Closed SquidDev closed 1 year ago
Nice! I experimented with various ways to compact the DFA a long time ago, I tried DFA minimization but in the end I only kept the compact representation of transitions (explained here: https://def.lakaban.net/posts/2022-04-14-even-more-compact-lexer-table/ , not sure if this is common knowledge? I didn't find any article describing this).
Then I moved my focus to the more pressing issue of the DFA construction :) (reduction simulation was full of bug at that time... I hope is a bit more robust know :P).

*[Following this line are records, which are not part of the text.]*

PR #657, opened 2024-04-10
Fix negation with overflow

benschulz:
Fixes an issue where `i128::MIN` would cause overflow.


paupino:
This is a great catch, thank you. The blindness in the test is a worry - I see the u128 test is also blind so I'll likely fix that as part of this too.

PR #659, opened 2024-07-07
Replace filtery with a strategy for implementation of proptest::Arbitrary

uzytkownik:
Currently the `proptest::Arbitrary` implementation uses `filter_map` with failure rate of ~90%. This causes problems if user need to filter it further.

This change replaces it with using a range removing backtracing.


paupino:
Thank you for this! 

For context for those looking into this - the previous implementation was generating a random number for scale however discarding most of them. This is quite inefficient - this updated implementation instead places a range on scale generation so that it can succeed without having to discard items.

PR #661, opened 2024-07-11
Bump macro version to 1.35

### LINKED ISSUE #660: rust_decimal_macros 1.35.0 not on crates.io (Or: Error in Documentation)
Newest version of `rust_decimal_macros` on crates.io is `1.34.2`, but the documentation explicitly uses `1.35`. 

As `rust_decimal_macros-1.34.2` seems to work fine with `rust_decimal-1.35.0` I see two solutions:

- Release `rust_decimal_macros-1.35.0` to sync versions
- Fix documentation to use `rust_decimal_macros = "1.35"` in `[dependencies]`

paupino:
Fixes #660

### DIFF
--- a/macros/Cargo.toml
+++ b/macros/Cargo.toml
@@ -1,6 +1,6 @@
 [package]
 name = "rust_decimal_macros"
-version = "1.34.2"
+version = "1.35.0"
 authors = ["Paul Mason <paul@form1.co.nz>"]
 edition = "2021"
 description = "Shorthand macros to assist creating Decimal types."


paupino:
Hmm... Failure is from a dependent library here. Looking into this.

paupino:
It looks like the error may be coming from the mysql dependency that diesel1 is using. It seems like I may need to hard deprecate it - but just seeing if there is any alternative.

paupino:
This is a build only issue so I'm going to force this in and fix the dependecy issue separately

PR #663, opened 2024-07-11
Deprecate diesel1 feature and upgrade diesel to v2.2

### LINKED ISSUE #662: Diesel1 feature is breaking the build
Diesel1 is breaking the build with an old version of bindgen being linked.
We should consider either deprecating the feature or overloading the downstream dependency.

paupino:
Fixes #662 

This is a breaking change, however I think it is necessary to avoid being held back by this feature.

### DIFF
--- a/Cargo.toml
+++ b/Cargo.toml
@@ -1,12 +1,12 @@
 [package]
 authors = ["Paul Mason <paul@form1.co.nz>"]
 build = "build.rs"
-categories = ["science","mathematics","data-structures"]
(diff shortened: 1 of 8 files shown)


paupino:
My reasoning for updating this is that if they have upgraded to the latest diesel then they're probably likely to also upgrade to the latest rust-decimal. Likewise, if they're using the older diesel, they're less likely to upgrade to the new rust-decimal.

So while it is breaking, my reasoning is that it is a permissible breaking change.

Performance should not be a problem: I implemented Valmari minimization algorithm at that time (https://www.cs.cmu.edu/~cdm/papers/Valmari12.pdf), a variant of Hopcroft that is faster for large alphabets (afaik, when fixing other factors, Hopcroft complexity grows linearly wrt the size of the alphabet, Valmari grows logarithmically). Early tests indicate a reasonable speed-up, though I am not confident in my implementation :-)
I realise this project is on the back-burner right now, so happy if you want to close this!
Well, since mid-January I am focusing on this project :). I spent three weeks trying to understand what I call the "error space", the languages of stack that fails. They have a regular structure, so we can enumerate them. But the automaton is way too complex (for OCaml language) for a human to grok, so I am looking at other ways to make sense of it. The goal is to improve the tooling that checks for coverage and redundancy.
I will share my roadmap soon to keep you posted on what will come next!
(And actually 400ms is fine, the benefits of a smaller automaton outweigh this cost).
I experimented with various ways to compact the DFA a long time ago, I tried DFA minimization but in the end I only kept the compact representation of transitions (explained here: https://def.lakaban.net/posts/2022-04-14-even-more-compact-lexer-table/ , not sure if this is common knowledge? I didn't find any article describing this).
I must confess, most of my knowledge here comes from what I remember from university, so is definitely a little spartan! That (and your other article on lexer tables) was very helpful, thank you!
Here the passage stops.